Issue #3413, opened 2024-11-12
Non-standard id via `primary_key` option on Belongs To field not respected


therabidbanana:
### Describe the bug

We have a table that has an integer id (deprecated) and a uuid used for all new tables. This is easy to define in the activerecord relationship via `primary_key`:

```
belongs_to :user, primary_key: :uuid
```

But the Avo belongs to field for this relationship still tries to save using the `#id` method. Depending on if the id field exists on the table this will either generate a NoMethodError or, in our case since we actually have both, using an invalid integer type id, silently failing. 

### Steps to Reproduce

1. Add uuid identifier column to existing table with integer ids. Define relationship using this new column.
2. Configure a `field :user, as: :belongs_to`
3. Try to edit the newly added field via Avo

### Expected behavior & Actual behavior

Observe `id` param is sent rather than `uuid`

### Models and resource files

```ruby
# == Schema Information
#
# Table name: posts
#
#  id                :uuid             not null, primary key
#  title             :string
# user_id :uuid
#
# Indexes
#
#  index_posts_on_user_id  (user_id)
#
class Post
  belongs_to :user, primary_key: :uuid, optional: true
end
```

```ruby
# == Schema Information
#
# Table name: users
#
#  id                     :bigint(8)        not null, primary key
#  name                   :string           not null
#  uuid                   :uuid             not null
#
# Indexes
#
#  index_users_on_uuid                  (uuid) UNIQUE
class User
end
```

```
class Avo::Resources::Post
  def fields
    field :title, as: :text
    field :user, as: :belongs_to
  end
end
```

### System configuration
**Avo version**:
= 3.13.7

**Rails version**:
= 7.2.1.2

**Ruby version**:

**License type**:

 - [ ] Community
 - [ ] Pro
 - [x] Advanced

### Additional context

My best guess following code path is that it looks like id is assumed to the the primary key here, but reflections should be used like they are for the foreign key option:

https://github.com/avo-hq/avo/blob/main/lib/avo/fields/belongs_to_field.rb#L219

#### Impact

 - [ ] High impact (It makes my app un-usable.)
 - [x] Medium impact (I'm annoyed, but I'll live.)
 - [ ] Low impact (It's really a tiny thing that I could live with.)

#### Urgency

 - [ ] High urgency (I can't continue development without it.)
 - [ ] Medium urgency (I found a workaround, but I'd love to have it fixed.)
 - [x] Low urgency (It can wait. I just wanted you to know about it.)

[...]

PR #3665, opened 2025-02-13
fix: belongs_to field should use association primary_key

Nevelito:
# Description

If record had primary_key set, it was still using **:id**

**Changes:**
- Change fill_field function in belongs_to_firld.rb
- Add primary_key function
- Add specs

Fixes # (issue)
Issue: https://github.com/avo-hq/avo/issues/3413

# Checklist:


Paul-Bob (changes requested):
Thanks for looking into this, @Nevelito!

I tested this PR using the reproduction repo, and it does seem to resolve the issue. However, the test coverage doesn't currently reproduce the problem. Would it be possible to add a `belongs_to` relationship that uses `primary_key` in the dummy app and write a test against that scenario?

Nevelito:
```
FactoryBot.define do
  factory :user do
    uuid { SecureRandom.uuid }
    first_name { Faker::Name.first_name }
    last_name { Faker::Name.last_name }
    email { Faker::Internet.email }
    password { Faker::Internet.password }
    roles { {admin: false, manager: [true, false].sample, writer: [true, false].sample} }
    birthday { Faker::Date.birthday(min_age: 18, max_age: 65) }
    custom_css { ".header {\n  color: red;\n}" }
  end
  
  ```
  
  schema:
  
  ```
  create_table "users", force: :cascade do |t|
    t.string "email", default: "", null: false
    t.string "first_name"
    t.string "last_name"
    t.json "roles"
    t.date "birthday"
    t.text "custom_css"
    t.bigint "team_id"
    t.string "encrypted_password", default: "", null: false
    t.string "reset_password_token"
    t.datetime "reset_password_sent_at", precision: nil
    t.datetime "remember_created_at", precision: nil
    t.datetime "created_at", null: false
    t.datetime "updated_at", null: false
    t.boolean "active", default: true
    t.string "slug"
    t.string "uuid", null: false
    t.index ["email"], name: "index_users_on_email", unique: true
    t.index ["reset_password_token"], name: "index_users_on_reset_password_token", unique: true
    t.index ["slug"], name: "index_users_on_slug", unique: true
    t.index ["team_id"], name: "index_users_on_team_id"
    t.index ["uuid"], name: "index_users_on_uuid", unique: true
  end
  ```
  
  
image



**Do you have any ideas why it is happening ? I could not find any info in Internet.**

**Comment by Paul-Bob** [comment]
> I pushed changes, have a look in free time. I will try to fix it tomorrow one more time.

The `User` and `Post` models are heavily used in many tests. If you notice that this change breaks existing tests, I suggest creating the test scenario with other models that are less burdened, such as `Event`, or even a new model if necessary.

**Comment by Nevelito** [comment]
> > I pushed changes, have a look in free time. I will try to fix it tomorrow one more time.
> 
> The `User` and `Post` models are heavily used in many tests. If you notice that this change breaks existing tests, I suggest creating the test scenario with other models that are less burdened, such as `Event`, or even a new model if necessary.
> 
> Let's ensure that all the tests run successfully.


Hi, I’m still having some issues with testing. Could you take a look and maybe suggest something I could try?

File: lib/avo/fields/belongs_to_field.rb [hunk 1]
```diff
@@ -126,6 +133,7 @@ def values_for_type(model = nil)
         end
 
         query.all.limit(Avo.configuration.associations_lookup_list_limit).map do |record|
+          # to_param uses slug so checking primary_key is unnecessary
```
Paul-Bob, line 136:
```suggestion
```

Comments are important, but I’m not sure how this one is relevant. Do you think it adds value or highlights something worth remembering? If so, could you elaborate on it? Thanks!

Paul-Bob (changes requested):
Thanks for looking into this, @Nevelito !

Everything looks clean, and the setup appears to be correct. I’ve left some comments on the code, let’s continue the discussion there.

spec/features/avo/belongs_to_spec.rb
```diff
@@ -159,6 +159,16 @@
...
 
+  describe "with custom primary key set" do
+    let(:event) { create(:event, name: "Sample Event") }
+
+    let!(:volunteer) { create(:volunteer, event: event) }
+
+    it "displays the event link using the UUID and stores the correct foreign key" do
+      expect(volunteer.event_uuid).to eq(event.uuid)
+    end
+  end
```
Paul-Bob, line 170: This test is not effectively validating the changes. If we use the same setup on `main` without the logic changes to the `belongs_to` field, it still runs successfully without any failures.

Let's correctly set the volunteer with `field :event, as: :belongs_to` and write a test that ensures a volunteer is created, during creation it selects an event, and is correctly associated with that event after creation.

lib/avo/fields/belongs_to_field.rb
```diff
@@ -212,14 +220,16 @@ def fill_field(record, key, value, params)
           if valid_model_class.blank? || id_from_param.blank?
             record.send(:"#{polymorphic_as}_id=", nil)
           else
-            record_id = target_resource(record:, polymorphic_model_class: value.safe_constantize).find_record(id_from_param).id
+            found_record = target_resource(record:, polymorphic_model_class: value.safe_constantize).find_record(id_from_param)
+
+            record_id = found_record&.send(primary_key.presence || :id)
```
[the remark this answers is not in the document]
Paul-Bob: Addressed here https://github.com/avo-hq/avo/pull/3665/commits/912c9fdd6449b3ed0aa73af3dcf31346b30b6d29

Paul-Bob (approved):
Thanks for all your effort here @Nevelito!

EXERCISE INSTRUCTIONS: Output the records above in their entirety, exactly.

REPLY TO THE TASK:
Issue #3413, opened 2024-11-12
Non-standard id via `primary_key` option on Belongs To field not respected


therabidbanana:
### Describe the bug

We have a table that has an integer id (deprecated) and a uuid used for all new tables. This is easy to define in the activerecord relationship via `primary_key`:

```
belongs_to :user, primary_key: :uuid
```

But the Avo belongs to field for this relationship still tries to save using the `#id` method. Depending on if the id field exists on the table this will either generate a NoMethodError or, in our case since we actually have both, using an invalid integer type id, silently failing. 

### Steps to Reproduce

1. Add uuid identifier column to existing table with integer ids. Define relationship using this new column.
2. Configure a `field :user, as: :belongs_to`
3. Try to edit the newly added field via Avo

### Expected behavior & Actual behavior

Observe `id` param is sent rather than `uuid`

### Models and resource files

```ruby
# == Schema Information
#
# Table name: posts
#
#  id                :uuid             not null, primary key
#  title             :string
# user_id :uuid
#
# Indexes
#
#  index_posts_on_user_id  (user_id)
#
class Post
  belongs_to :user, primary_key: :uuid, optional: true
end
```

```ruby
# == Schema Information
#
# Table name: users
#
#  id                     :bigint(8)        not null, primary key
#  name                   :string           not null
#  uuid                   :uuid             not null
#
# Indexes
#
#  index_users_on_uuid                  (uuid) UNIQUE
class User
end
```

```
class Avo::Resources::Post
  def fields
    field :title, as: :text
    field :user, as: :belongs_to
  end
end
```

### System configuration
**Avo version**:
= 3.13.7

**Rails version**:
= 7.2.1.2

**Ruby version**:

**License type**:

 - [ ] Community
 - [ ] Pro
 - [x] Advanced

### Additional context

My best guess following code path is that it looks like id is assumed to the the primary key here, but reflections should be used like they are for the foreign key option:

https://github.com/avo-hq/avo/blob/main/lib/avo/fields/belongs_to_field.rb#L219

#### Impact

 - [ ] High impact (It makes my app un-usable.)
 - [x] Medium impact (I'm annoyed, but I'll live.)
 - [ ] Low impact (It's really a tiny thing that I could live with.)

#### Urgency

 - [ ] High urgency (I can't continue development without it.)
 - [ ] Medium urgency (I found a workaround, but I'd love to have it fixed.)
 - [x] Low urgency (It can wait. I just wanted you to know about it.)

[...]

PR #3665, opened 2025-02-13
fix: belongs_to field should use association primary_key

Nevelito:
# Description

If record had primary_key set, it was still using **:id**

**Changes:**
- Change fill_field function in belongs_to_firld.rb
- Add primary_key function
- Add specs

Fixes # (issue)
Issue: https://github.com/avo-hq/avo/issues/3413

# Checklist:


Paul-Bob (changes requested):
Thanks for looking into this, @Nevelito!

I tested this PR using the reproduction repo, and it does seem to resolve the issue. However, the test coverage doesn't currently reproduce the problem. Would it be possible to add a `belongs_to` relationship that uses `primary_key` in the dummy app and write a test against that scenario?

Nevelito:
```
FactoryBot.define do
  factory :user do
    uuid { SecureRandom.uuid }
    first_name { Faker::Name.first_name }
    last_name { Faker::Name.last_name }
    email { Faker::Internet.email }
    password { Faker::Internet.password }
    roles { {admin: false, manager: [true, false].sample, writer: [true, false].sample} }
    birthday { Faker::Date.birthday(min_age: 18, max_age: 65) }
    custom_css { ".header {\n  color: red;\n}" }
  end
  
  ```
  
  schema:
  
  ```
  create_table "users", force: :cascade do |t|
    t.string "email", default: "", null: false
    t.string "first_name"
    t.string "last_name"
    t.json "roles"
    t.date "birthday"
    t.text "custom_css"
    t.bigint "team_id"
    t.string "encrypted_password", default: "", null: false
    t.string "reset_password_token"
    t.datetime "reset_password_sent_at", precision: nil
    t.datetime "remember_created_at", precision: nil
    t.datetime "created_at", null: false
    t.datetime "updated_at", null: false
    t.boolean "active", default: true
    t.string "slug"
    t.string "uuid", null: false
    t.index ["email"], name: "index_users_on_email", unique: true
    t.index ["reset_password_token"], name: "index_users_on_reset_password_token", unique: true
    t.index ["slug"], name: "index_users_on_slug", unique: true
    t.index ["team_id"], name: "index_users_on_team_id"
    t.index ["uuid"], name: "index_users_on_uuid", unique: true
  end
  ```
  
  
image



**Do you have any ideas why it is happening ? I could not find any info in Internet.**

**Comment by Paul-Bob** [comment]
> I pushed changes, have a look in free time. I will try to fix it tomorrow one more time.

The `User` and `Post` models are heavily used in many tests. If you notice that this change breaks existing tests, I suggest creating the test scenario with other models that are less burdened, such as `Event`, or even a new model if necessary.

**Comment by Nevelito** [comment]
> > I pushed changes, have a look in free time. I will try to fix it tomorrow one more time.
> 
> The `User` and `Post` models are heavily used in many tests. If you notice that this change breaks existing tests, I suggest creating the test scenario with other models that are less burdened, such as `Event`, or even a new model if necessary.
> 
> Let's ensure that all the tests run successfully.


Hi, I’m still having some issues with testing. Could you take a look and maybe suggest something I could try?

File: lib/avo/fields/belongs_to_field.rb [hunk 1]
```diff
@@ -126,6 +133,7 @@ def values_for_type(model = nil)
         end
 
         query.all.limit(Avo.configuration.associations_lookup_list_limit).map do |record|
+          # to_param uses slug so checking primary_key is unnecessary
```
Paul-Bob, line 136:
```suggestion
```

Comments are important, but I’m not sure how this one is relevant. Do you think it adds value or highlights something worth remembering? If so, could you elaborate on it? Thanks!

Paul-Bob (changes requested):
Thanks for looking into this, @Nevelito !

Everything looks clean, and the setup appears to be correct. I’ve left some comments on the code, let’s continue the discussion there.

spec/features/avo/belongs_to_spec.rb
```diff
@@ -159,6 +159,16 @@
...
 
+  describe "with custom primary key set" do
+    let(:event) { create(:event, name: "Sample Event") }
+
+    let!(:volunteer) { create(:volunteer, event: event) }
+
+    it "displays the event link using the UUID and stores the correct foreign key" do
+      expect(volunteer.event_uuid).to eq(event.uuid)
+    end
+  end
```
Paul-Bob, line 170: This test is not effectively validating the changes. If we use the same setup on `main` without the logic changes to the `belongs_to` field, it still runs successfully without any failures.

Let's correctly set the volunteer with `field :event, as: :belongs_to` and write a test that ensures a volunteer is created, during creation it selects an event, and is correctly associated with that event after creation.

lib/avo/fields/belongs_to_field.rb
```diff
@@ -212,14 +220,16 @@ def fill_field(record, key, value, params)
           if valid_model_class.blank? || id_from_param.blank?
             record.send(:"#{polymorphic_as}_id=", nil)
           else
-            record_id = target_resource(record:, polymorphic_model_class: value.safe_constantize).find_record(id_from_param).id
+            found_record = target_resource(record:, polymorphic_model_class: value.safe_constantize).find_record(id_from_param)
+
+            record_id = found_record&.send(primary_key.presence || :id)
```
[the remark this answers is not in the document]
Paul-Bob: Addressed here https://github.com/avo-hq/avo/pull/3665/commits/912c9fdd6449b3ed0aa73af3dcf31346b30b6d29

Paul-Bob (approved):
Thanks for all your effort here @Nevelito!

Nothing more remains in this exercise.